Las Vegas Sun

March 29, 2024

Community’s involvement has Hispanic leaders excited

DonaMaria

Steve Marcus

Fernando Romero, president of Hispanics in Politics, speaks during a breakfast meeting Wednesday at Dona Maria Tamales restaurant.

Breakfast at Doña Maria Tamales Restaurant has been the setting for many a turn of the wheel as politics has followed population for the Las Vegas Valley’s Hispanics, and Wednesday was no exception.

For 14 years the group Hispanics in Politics has been pushing the idea at its monthly meetings that Hispanic representation — in local, state and national offices — should mirror the number of Hispanics in Southern Nevada, now nearly seven times what it was in 1990.

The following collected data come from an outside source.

PR #2047, opened 2023-07-18
copy/multiple: instanceCopyCopy honor `UpdateCompressionAlgorithms`

flouthoc:
Needed By: https://github.com/containers/skopeo/pull/2047

* Users can set compression formats while performing `copy` in such cases
`instanceCopyCopy` must honor UpdateCompressionAlgorithms.

* copy/single: set requiredCompression if compressionFormat is changed
 - Modifies `copy/single` to correctly use the feature from
https://github.com/containers/image/pull/2023, that is if compression is
changed blob must be resued only if it matches required compression.

* oci_index: init Annotations if nil and required
 - If `UpdateCompressionAlgorithms` is set then `Annotations` map must be
initialized if its not set.

Integration tests for `e2e` feature added here: https://github.com/containers/skopeo/pull/2047#issue-1809369600

### DIFF
--- a/copy/multiple.go
+++ b/copy/multiple.go
@@ -134,11 +134,12 @@ func (c *copier) copyMultipleImages(ctx context.Context) (copiedManifest []byte,
 			}
 			// Record the result of a possible conversion here.
 			instanceEdits = append(instanceEdits, internalManifest.ListEdit{
-				ListOperation:   internalManifest.ListOpUpdate,
-				UpdateOldDigest: instance.sourceDigest,
-				UpdateDigest:    updated.manifestDigest,
-				UpdateSize:      int64(len(updated.manifest)),
-				UpdateMediaType: updated.manifestMIMEType})
+				ListOperation:               internalManifest.ListOpUpdate,
+				UpdateOldDigest:             instance.sourceDigest,
+				UpdateDigest:                updated.manifestDigest,
+				UpdateSize:                  int64(len(updated.manifest)),
+				UpdateCompressionAlgorithms: updated.compressionAlgorithms,
+				UpdateMediaType:             updated.manifestMIMEType})
 		default:
 			return nil, fmt.Errorf("copying image: invalid copy operation %d", instance.op)
 		}
--- a/copy/multiple.go
+++ b/copy/multiple.go
@@ -128,7 +128,7 @@ func (c *copier) copyMultipleImages(ctx context.Context) (copiedManifest []byte,
 			logrus.Debugf("Copying instance %s (%d/%d)", instance.sourceDigest, i+1, len(instanceCopyList))
 			c.Printf("Copying image %s (%d/%d)\n", instance.sourceDigest, i+1, len(instanceCopyList))
 			unparsedInstance := image.UnparsedInstance(c.rawSource, &instanceCopyList[i].sourceDigest)
-			updated, err := c.copySingleImage(ctx, unparsedInstance, &instanceCopyList[i].sourceDigest)
+			updated, err := c.copySingleImage(ctx, unparsedInstance, &instanceCopyList[i].sourceDigest, false)
 			if err != nil {
 				return nil, fmt.Errorf("copying image %d/%d from manifest list: %w", i+1, len(instanceCopyList), err)
 			}
--- a/copy/single.go
+++ b/copy/single.go
@@ -49,7 +49,7 @@ type copySingleImageResult struct {
 
 // copySingleImage copies a single (non-manifest-list) image unparsedImage, using c.policyContext to validate
 // source image admissibility.
-func (c *copier) copySingleImage(ctx context.Context, unparsedImage *image.UnparsedImage, targetInstance *digest.Digest) (copySingleImageResult, error) {
+func (c *copier) copySingleImage(ctx context.Context, unparsedImage *image.UnparsedImage, targetInstance *digest.Digest, requireCompressionFormatMatch bool) (copySingleImageResult, error) {
 	// The caller is handling manifest lists; this could happen only if a manifest list contains a manifest list.
 	// Make sure we fail cleanly in such cases.
 	multiImage, err := isMultiImage(ctx, unparsedImage)
@@ -129,7 +129,8 @@ func (c *copier) copySingleImage(ctx context.Context, unparsedImage *image.Unpar
 		manifestUpdates: &types.ManifestUpdateOptions{InformationOnly: types.ManifestUpdateInformation{Destination: c.dest}},
 		src:             src,
 		// diffIDsAreNeeded is computed later
-		cannotModifyManifestReason: cannotModifyManifestReason,
+		cannotModifyManifestReason:    cannotModifyManifestReason,
+		requireCompressionFormatMatch: requireCompressionFormatMatch,
 	}
 	if c.options.DestinationCtx != nil {
 		// Note that compressionFormat and compressionLevel can be nil.
--- a/copy/single.go
+++ b/copy/single.go
@@ -29,22 +29,23 @@ import (
 
 // imageCopier tracks state specific to a single image (possibly an item of a manifest list)
 type imageCopier struct {
-	c                          *copier
-	manifestUpdates            *types.ManifestUpdateOptions
-	src                        *image.SourcedImage
-	diffIDsAreNeeded           bool
-	cannotModifyManifestReason string // The reason the manifest cannot be modified, or an empty string if it can
-	canSubstituteBlobs         bool
-	compressionFormat          *compressiontypes.Algorithm // Compression algorithm to use, if the user explicitly requested one, or nil.
-	compressionLevel           *int
+	c                             *copier
+	manifestUpdates               *types.ManifestUpdateOptions
+	src                           *image.SourcedImage
+	diffIDsAreNeeded              bool
+	cannotModifyManifestReason    string // The reason the manifest cannot be modified, or an empty string if it can
+	canSubstituteBlobs            bool
+	compressionFormat             *compressiontypes.Algorithm // Compression algorithm to use, if the user explicitly requested one, or nil.
+	compressionLevel              *int
 	requireCompressionFormatMatch bool
 }
 
 // copySingleImageResult carries data produced by copySingleImage
 type copySingleImageResult struct {
-	manifest         []byte
-	manifestMIMEType string
-	manifestDigest   digest.Digest
+	manifest              []byte
+	manifestMIMEType      string
+	manifestDigest        digest.Digest
+	compressionAlgorithms []compressiontypes.Algorithm
 }
 
 // copySingleImage copies a single (non-manifest-list) image unparsedImage, using c.policyContext to validate
@@ -194,7 +195,8 @@ func (c *copier) copySingleImage(ctx context.Context, unparsedImage *image.Unpar
 		}
 	}
 
-	if err := ic.copyLayers(ctx); err != nil {
+	compressionAlgos, err := ic.copyLayers(ctx)
+	if err != nil {
 		return copySingleImageResult{}, err
 	}
 
@@ -274,7 +276,7 @@ func (c *copier) copySingleImage(ctx context.Context, unparsedImage *image.Unpar
 			return copySingleImageResult{}, fmt.Errorf("writing signatures: %w", err)
 		}
 	}
-
+	wipResult.compressionAlgorithms = compressionAlgos
 	res := wipResult // We are done
 	return res, nil
 }
@@ -367,26 +369,38 @@ func (ic *imageCopier) compareImageDestinationManifestEqual(ctx context.Context,
 		return nil, nil
 	}
 
+	compressionAlgos := set.New[string]()
+	for _, srcInfo := range ic.src.LayerInfos() {
+		compression := compressionAlgorithmFromMIMEType(srcInfo)
+		compressionAlgos.Add(compression.Name())
+	}
+
+	algos, err := algorithmsByNames(compressionAlgos.Values())
+	if err != nil {
+		return nil, err
+	}
+
 	// Destination and source manifests, types and digests should all be equivalent
 	return &copySingleImageResult{
-		manifest:         destManifest,
-		manifestMIMEType: destManifestType,
-		manifestDigest:   srcManifestDigest,
+		manifest:              destManifest,
+		manifestMIMEType:      destManifestType,
+		manifestDigest:        srcManifestDigest,
+		compressionAlgorithms: algos,
 	}, nil
 }
 
 // copyLayers copies layers from ic.src/ic.c.rawSource to dest, using and updating ic.manifestUpdates if necessary and ic.cannotModifyManifestReason == "".
-func (ic *imageCopier) copyLayers(ctx context.Context) error {
+func (ic *imageCopier) copyLayers(ctx context.Context) ([]compressiontypes.Algorithm, error) {
 	srcInfos := ic.src.LayerInfos()
 	numLayers := len(srcInfos)
 	updatedSrcInfos, err := ic.src.LayerInfosForCopy(ctx)
 	if err != nil {
-		return err
+		return nil, err
 	}
 	srcInfosUpdated := false
 	if updatedSrcInfos != nil && !reflect.DeepEqual(srcInfos, updatedSrcInfos) {
 		if ic.cannotModifyManifestReason != "" {
-			return fmt.Errorf("Copying this image would require changing layer representation, which we cannot do: %q", ic.cannotModifyManifestReason)
+			return nil, fmt.Errorf("Copying this image would require changing layer representation, which we cannot do: %q", ic.cannotModifyManifestReason)
 		}
 		srcInfos = updatedSrcInfos
 		srcInfosUpdated = true
@@ -402,7 +416,7 @@ func (ic *imageCopier) copyLayers(ctx context.Context) error {
 	// layer is empty.
 	man, err := manifest.FromBlob(ic.src.ManifestBlob, ic.src.ManifestMIMEType)
 	if err != nil {
-		return err
+		return nil, err
 	}
 	manifestLayerInfos := man.LayerInfos()
 
@@ -468,14 +482,18 @@ func (ic *imageCopier) copyLayers(ctx context.Context) error {
 		// A call to copyGroup.Wait() is done at this point by the defer above.
 		return nil
 	}(); err != nil {
-		return err
+		return nil, err
 	}
 
+	compressionAlgos := set.New[string]()
 	destInfos := make([]types.BlobInfo, numLayers)
 	diffIDs := make([]digest.Digest, numLayers)
 	for i, cld := range data {
 		if cld.err != nil {
-			return cld.err
+			return nil, cld.err
+		}
+		if cld.destInfo.CompressionAlgorithm != nil {
+			compressionAlgos.Add(cld.destInfo.CompressionAlgorithm.Name())
 		}
 		destInfos[i] = cld.destInfo
 		diffIDs[i] = cld.diffID
@@ -490,7 +508,11 @@ func (ic *imageCopier) copyLayers(ctx context.Context) error {
 	if srcInfosUpdated || layerDigestsDiffer(srcInfos, destInfos) {
 		ic.manifestUpdates.LayerInfos = destInfos
 	}
-	return nil
+	algos, err := algorithmsByNames(compressionAlgos.Values())
+	if err != nil {
+		return nil, err
+	}
+	return algos, nil
 }
 
 // layerDigestsDiffer returns true iff the digests in a and b differ (ignoring sizes and possible other fields)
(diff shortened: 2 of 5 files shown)


flouthoc:
@mtrmac PTAL

mtrmac (commented):
Consider a simple `skopeo copy --format oci` of an existing image: In that case we should preserve the original blobs (or reuse blobs at destination, if possible), and add the OCI annotations.

So while `copy --dest-compress-format zstd` is the most salient use case, I think this should work by collecting compression algorithms from all copies.

- IIRC the `BlobInfo` returned from `copyLayer` always contains an algorithm, or `Unknown`/`Uncompressed.
- Then, `copyLayers` can deduplicate the values into a set; and return that value.
- `copySingleImage` can return the relevant algorithms (optionally add a `copySingleImageResult struct` so that we don’t have that many unnamed return values)
- and that can then be used for `ListEdit`

mtrmac:
> Consider a simple `skopeo copy --format oci` of an existing image: In that case we should preserve the original blobs (or reuse blobs at destination, if possible), and add the OCI annotations.

(If the source is not already OCI, it is probably v2s1 or v2s2, which only support gzip, so that _seems_ like a non-issue. But the copy can reuse zstd blobs at the destination, creating an OCI image that is mixed gzip + Zstd, or possibly Zstd-only.)

mtrmac (commented):
Also I think the shortcut in `OptimizeDestinationImageAlreadyExists` must not be taken if `require…Match`.

mtrmac:
Ugh, the `OptimizeDestinationImageAlreadyExists` path really is a pain… When we do a full copy, we do get algorithm data from all blobs as a side-effect. When we skip that, all of that is missing and needs to be obtained elsewhere. Options I can see:
1. Teach `internal/image.SourcedImage` (and `manifest` implementations) to return a list of algorithms from a manifest. That’s quite possible (we have `compressionMIMETypeSet` tables already), probably cleanest, but it’s another new API addition, and the data we would get that way comes from a different source than from ordinary copies.
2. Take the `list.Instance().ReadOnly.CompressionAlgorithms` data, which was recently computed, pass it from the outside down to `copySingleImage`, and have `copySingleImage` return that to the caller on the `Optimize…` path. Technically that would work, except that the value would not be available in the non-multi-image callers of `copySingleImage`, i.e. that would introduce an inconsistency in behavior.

At Wednesday’s meeting Fernando Romero, the group’s president, gave shout-outs to the next generation of potential leaders, all candidates in next year’s elections: Tibi Ellis and Richard Carrillo, running for the state Assembly, Mo Denis, who plans to vacate his Assembly seat and run for the state Senate, and Marco Rauda and Lucy Flores, who will compete for Denis’ seat.

The emotions ran so high that Romero apparently tipped Rauda’s card — he hadn’t officially announced his plans.

But the significance of the moment cannot be overstated. When Ruben Kihuen reached the Assembly in 2006, Denis joked that the 42-member house had just doubled its Hispanic membership. Now that he and Kihuen hope to move to the Senate, this crop of candidates, if successful, could triple the number. And so it goes.

Speaking from Washington, D.C., where he is vice president of Hispanic programs at NDN, a think tank and advocacy group, Andres Ramirez observed that the day’s event held another significance.

In addition to introducing candidates to a friendly crowd, Romero turned over the microphone to no fewer than nine groups — from big to small — that are all on the ground, working on the other key ingredient in electing Hispanic candidates: Hispanic voters. The groups work on registering voters, getting out the vote and building civic participation in general.

This, said Ramirez — who lost a 2005 bid to become North Las Vegas’ first Hispanic mayor — is the main difference between now, and say, 10 years ago.

“We learned that having candidates was not enough. We had a lack of infrastructure back then,” he said.

“Now there are more groups doing all this work ... there are more people engaged. And having more people engaged means they need more representation.”

Which also means there will be more to talk about in years to come over tamales at Doña Maria.